(Task brief)
Using the material that follows, output exactly the lines from the one containing "3. Open a PR from that branch" through the one containing "no injection risk.", with both ends kept.

BEGIN

PR #1239, opened 2026-04-20
fix: resolve tsconfig.json via realpath to avoid bun fd mismatch

### LINKED ISSUE #1234: Bun: Internal error 'directory mismatch for directory' in v1 action on GitHub-hosted runners
## Summary

Every invocation of `anthropics/claude-code-action@v1` from our repo's `review` workflow fails with a Bun internal error during action setup:

```
Internal error: directory mismatch for directory "/home/runner/work/_actions/anthropics/claude-code-action/v1/tsconfig.json", fd 4
```

The error comes from Bun (the runtime the action uses); no user code runs. It reproduces on every PR in our repo.

## Reproduction

A reproducing run from PR #10526 in our repo (trajectory-labs-pbc/agent-c):
https://github.com/trajectory-labs-pbc/agent-c/actions/runs/24585295927/job/71893230564

The failure occurs in the `review` job, during action setup, before any user inputs are consumed.

## Impact

`review` jobs fail on every PR, blocking green CI for repos that require all checks to pass.

## Environment

- Runner: `ubuntu-latest` (GitHub-hosted)
- Action ref: `anthropics/claude-code-action@v1`
- Our repo: public, standard PR-triggered workflow

## Ask

- Pin Bun to a known-good version inside the action, or
- Surface a more actionable error if this is a repo- or path-specific issue, or
- Advise on a workaround we can apply from the caller side.

Happy to provide more logs on request.

richkuo:
## Summary

Fixes the Bun `Internal error: directory mismatch for directory ".../tsconfig.json", fd N` reported in #1234 by resolving the tsconfig path with `realpath` before passing it to `--tsconfig-override`.

## Root cause

GitHub-hosted runners place actions at paths like `/home/runner/work/_actions/<owner>/<action>/<ref>/`, where `<ref>` (e.g. `v1`) is typically a symlink to the actual SHA-named directory. When `${GITHUB_ACTION_PATH}/tsconfig.json` is passed to bun as-is, bun opens the file via the symlinked path but stores fd metadata keyed by the canonicalized path. On subsequent lookups bun sees a path mismatch and logs the internal error.

Pre-resolving with `realpath` gives bun a canonical path up front, so the fd's stored path and the lookup path agree.

## Changes

- `action.yml`: wrap each of the 3 occurrences of `--tsconfig-override="${GITHUB_ACTION_PATH}/tsconfig.json"` with `$(realpath ...)`.

`realpath` is part of coreutils and is always available on `ubuntu-latest` runners.

## Test plan

- [ ] Trigger `@claude` on a PR with the patched action ref and confirm the bun internal error no longer appears in logs.
- [ ] Verify the action still functions correctly (tsconfig resolution still works for bun's TypeScript execution).

Closes #1234

---
Generated with: Claude Opus 4.7 (1M) | Effort: medium

### DIFF
--- a/action.yml
+++ b/action.yml
@@ -243,7 +243,7 @@ runs:
       run: |
         bun --no-env-file \
           --config="${GITHUB_ACTION_PATH}/bunfig.toml" \
-          --tsconfig-override="${GITHUB_ACTION_PATH}/tsconfig.json" \
+          --tsconfig-override="$(realpath "${GITHUB_ACTION_PATH}/tsconfig.json")" \
           run ${GITHUB_ACTION_PATH}/src/entrypoints/run.ts
       env:
         # Prepare inputs
@@ -380,7 +380,7 @@ runs:
         [ -x "$BUN_BIN" ] || BUN_BIN="bun"
         "$BUN_BIN" --no-env-file \
           --config="${GITHUB_ACTION_PATH}/bunfig.toml" \
-          --tsconfig-override="${GITHUB_ACTION_PATH}/tsconfig.json" \
+          --tsconfig-override="$(realpath "${GITHUB_ACTION_PATH}/tsconfig.json")" \
           run ${GITHUB_ACTION_PATH}/src/entrypoints/cleanup-ssh-signing.ts
 
     - name: Post buffered inline comments
@@ -397,7 +397,7 @@ runs:
         [ -x "$BUN_BIN" ] || BUN_BIN="bun"
         "$BUN_BIN" --no-env-file \
           --config="${GITHUB_ACTION_PATH}/bunfig.toml" \
-          --tsconfig-override="${GITHUB_ACTION_PATH}/tsconfig.json" \
+          --tsconfig-override="$(realpath "${GITHUB_ACTION_PATH}/tsconfig.json")" \
           run ${GITHUB_ACTION_PATH}/src/entrypoints/post-buffered-inline-comments.ts
 
     - name: Revoke app token
--- a/action.yml
+++ b/action.yml
@@ -241,10 +241,11 @@ runs:
       id: run
       shell: bash
       run: |
+        ACTION_DIR=$(realpath "${GITHUB_ACTION_PATH}")
         bun --no-env-file \
-          --config="${GITHUB_ACTION_PATH}/bunfig.toml" \
-          --tsconfig-override="$(realpath "${GITHUB_ACTION_PATH}/tsconfig.json")" \
-          run ${GITHUB_ACTION_PATH}/src/entrypoints/run.ts
+          --config="${ACTION_DIR}/bunfig.toml" \
+          --tsconfig-override="${ACTION_DIR}/tsconfig.json" \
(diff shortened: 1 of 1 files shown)


richkuo:
@ashwin-ant hi, can you review?

ashwin-ant:
Thanks for the PR. The change itself is safe and I'm fine taking it, but I want to flag a couple of things on the diagnosis.

The `_actions/.../v1` path isn't actually a symlink on GitHub-hosted runners. The runner extracts the tarball directly into a directory named after the ref. The `directory mismatch` message is a known bun bug in `--tsconfig-override` handling (see [oven-sh/bun#26793](https://github.com/oven-sh/bun/issues/26793)) and per that thread it's usually non-fatal log noise rather than a crash. We added `--tsconfig-override` in #1174, which lines up timing-wise, so the flag itself is the trigger.

Given that, I'd like to confirm this actually turns a failing run green rather than just suppressing the log line. Could you get a repro run against this branch before we merge?

One small ask while you're in here. Mind resolving the path once per step and reusing it for all three args? Keeps things consistent if bun grows similar quirks for `--config` or the script path:

```bash
ACTION_DIR=$(realpath "$GITHUB_ACTION_PATH")
bun --no-env-file \
  --config="$ACTION_DIR/bunfig.toml" \
  --tsconfig-override="$ACTION_DIR/tsconfig.json" \
  run "$ACTION_DIR/src/entrypoints/run.ts"
```

richkuo:
You're right on both counts — I re-ran this end-to-end and the "fix" is a no-op.

I exercised the branch via a one-shot `workflow_dispatch` workflow in a test repo (commenting `@claude` doesn't help since `issue_comment` always uses the default-branch workflow). The action executed from `richkuo/claude-code-action@fix/bun-tsconfig-realpath` with the `ACTION_DIR=$(realpath ...)` refactor applied. Logs:

```
ACTION_DIR=$(realpath "${GITHUB_ACTION_PATH}")
  --tsconfig-override="${ACTION_DIR}/tsconfig.json" \
  run "${ACTION_DIR}/src/entrypoints/run.ts"
...
Internal error: directory mismatch for directory
"/home/runner/work/_actions/richkuo/claude-code-action/fix/bun-tsconfig-realpath/tsconfig.json",
fd 4. You don't need to do anything, but this indicates a bug.
```

Two things fall out of that:

1. **The path isn't a symlink.** `realpath` returns the same string the runner already had, so `--tsconfig-override` sees the identical path before and after the fix.
2. **The fd-mismatch message is emitted regardless**, and the run was green — consistent with your read of [oven-sh/bun#26793](https://github.com/oven-sh/bun/issues/26793) as non-fatal noise.

So the original diagnosis on #1234 is wrong. There's nothing for `realpath` to canonicalize here, and this PR isn't changing behavior. Closing it. If the log noise is worth addressing, the right fixes are upstream (wait on the bun issue) or dropping `--tsconfig-override` in favor of a tsconfig at the action root — happy to open a separate PR for the latter if you want to explore it.

Thanks for pushing back on the diagnosis rather than just merging.

PR #1248, opened 2026-04-23
fix: allow + in branch names (generated by Claude Code EnterWorktree)

### LINKED ISSUE #1244: validateBranchName rejects '+' which EnterWorktree generates by converting '/' in worktree names
## Summary

`validateBranchName` in `src/github/operations/branch.ts` rejects branch names containing `+`, but Claude Code's `EnterWorktree` tool automatically converts `/` in worktree names to `+` when generating branch names. This creates a compatibility issue where branches created via the standard Claude Code workflow fail CI when using `claude-code-action`.

## Steps to Reproduce

1. Use Claude Code's `EnterWorktree` tool with a name containing `/`, e.g. `feat/skill-consolidation`
2. `EnterWorktree` generates the branch name `worktree-feat+skill-consolidation` (converts `/` → `+`)
3. Open a PR from that branch
4. `claude-code-action` fails with:
   ```
   Invalid branch name: "worktree-feat+skill-consolidation". Branch names must start with an
   alphanumeric character and contain only alphanumeric characters, forward slashes, hyphens,
   underscores, periods, or hashes (#).
   ```

## Root Cause

The whitelist pattern in `validateBranchName`:

```typescript
const validPattern = /^[a-zA-Z0-9][a-zA-Z0-9/_.#-]*$/;
```

does not include `+`, so branch names generated by `EnterWorktree` are rejected.

## Why This Should Be Fixed

As noted in the code comments, all git calls use `execFileSync` (not shell interpolation), so `+` carries no command injection risk — the same argument made for allowing `#`:

> All git calls use `execFileSync` (not shell interpolation), so `#` carries no injection risk.

The same logic applies to `+`. Git itself allows `+` in branch names, and since the execution is sandboxed via `execFileSync`, there is no security concern.

## Proposed Fix

Add `+` to the whitelist pattern:

```typescript
const validPattern = /^[a-zA-Z0-9][a-zA-Z0-9/_.#+\-]*$/;
```

Alternatively, fix `EnterWorktree` to use `-` instead of `+` when sanitizing worktree names — but since both tools are Anthropic products, fixing the validation in `claude-code-action` is the cleaner solution, as `+` is a valid and common character in branch names.

## Environment

- `claude-code-action`: v1 (latest)
- Claude Code CLI with `EnterWorktree` tool

awakia:
## Problem

\`validateBranchName\` rejects \`+\`, causing the action to fail on PRs from branches generated by Claude Code's \`EnterWorktree\` tool:

\`\`\`
##[error] Invalid branch name: "worktree-feat+skill-consolidation". Branch names must start with an
alphanumeric character and contain only alphanumeric characters, forward slashes, hyphens,
underscores, periods, or hashes (#).
\`\`\`

There is no workaround from the user side — the branch name is generated automatically by \`EnterWorktree\`, which converts \`/\` to \`+\` in worktree names (e.g. \`EnterWorktree("feat/skill-consolidation")\` creates branch \`worktree-feat+skill-consolidation\`). Fixes #1244.

## Root cause

The whitelist regex \`/^[a-zA-Z0-9][a-zA-Z0-9/_.#-]*$/\` excludes \`+\`. The validation exists to prevent command injection, but every git call in the action uses \`execFileSync\`, which bypasses the shell entirely (arguments go directly to the kernel via \`execve\`). There is no shell to interpret \`+\`, so the strict whitelist was blocking valid names with no security benefit.

\`+\` is explicitly permitted by \`git-check-ref-format\`. This is the same reasoning that was used to add \`#\` support in #1167.

## Fix

Add \`+\` to the whitelist: \`/^[a-zA-Z0-9][a-zA-Z0-9/_.#+-]*$/\`. Update the comment and error message to match.

## Testing

- 3 new test cases covering \`+\` in branch names generated by \`EnterWorktree\`
- All existing rejection cases still pass
- \`bun test\`: 665 pass, 0 fail


awakia:
Hey @ashwin-ant — this is essentially the same fix as #1167 (which you reviewed and merged), but for `+` instead of `#`. Claude Code's `EnterWorktree` tool generates branch names with `+` by converting `/` in worktree names, so users hitting this have no workaround. Would you be able to take a look?

ashwin-ant (approved):

awakia:
@ashwin-ant Thank you!!!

END

(Problem solution)
3. Open a PR from that branch
4. `claude-code-action` fails with:
   ```
   Invalid branch name: "worktree-feat+skill-consolidation". Branch names must start with an
   alphanumeric character and contain only alphanumeric characters, forward slashes, hyphens,
   underscores, periods, or hashes (#).
   ```

## Root Cause

The whitelist pattern in `validateBranchName`:

```typescript
const validPattern = /^[a-zA-Z0-9][a-zA-Z0-9/_.#-]*$/;
```

does not include `+`, so branch names generated by `EnterWorktree` are rejected.

## Why This Should Be Fixed

As noted in the code comments, all git calls use `execFileSync` (not shell interpolation), so `+` carries no command injection risk — the same argument made for allowing `#`:

> All git calls use `execFileSync` (not shell interpolation), so `#` carries no injection risk.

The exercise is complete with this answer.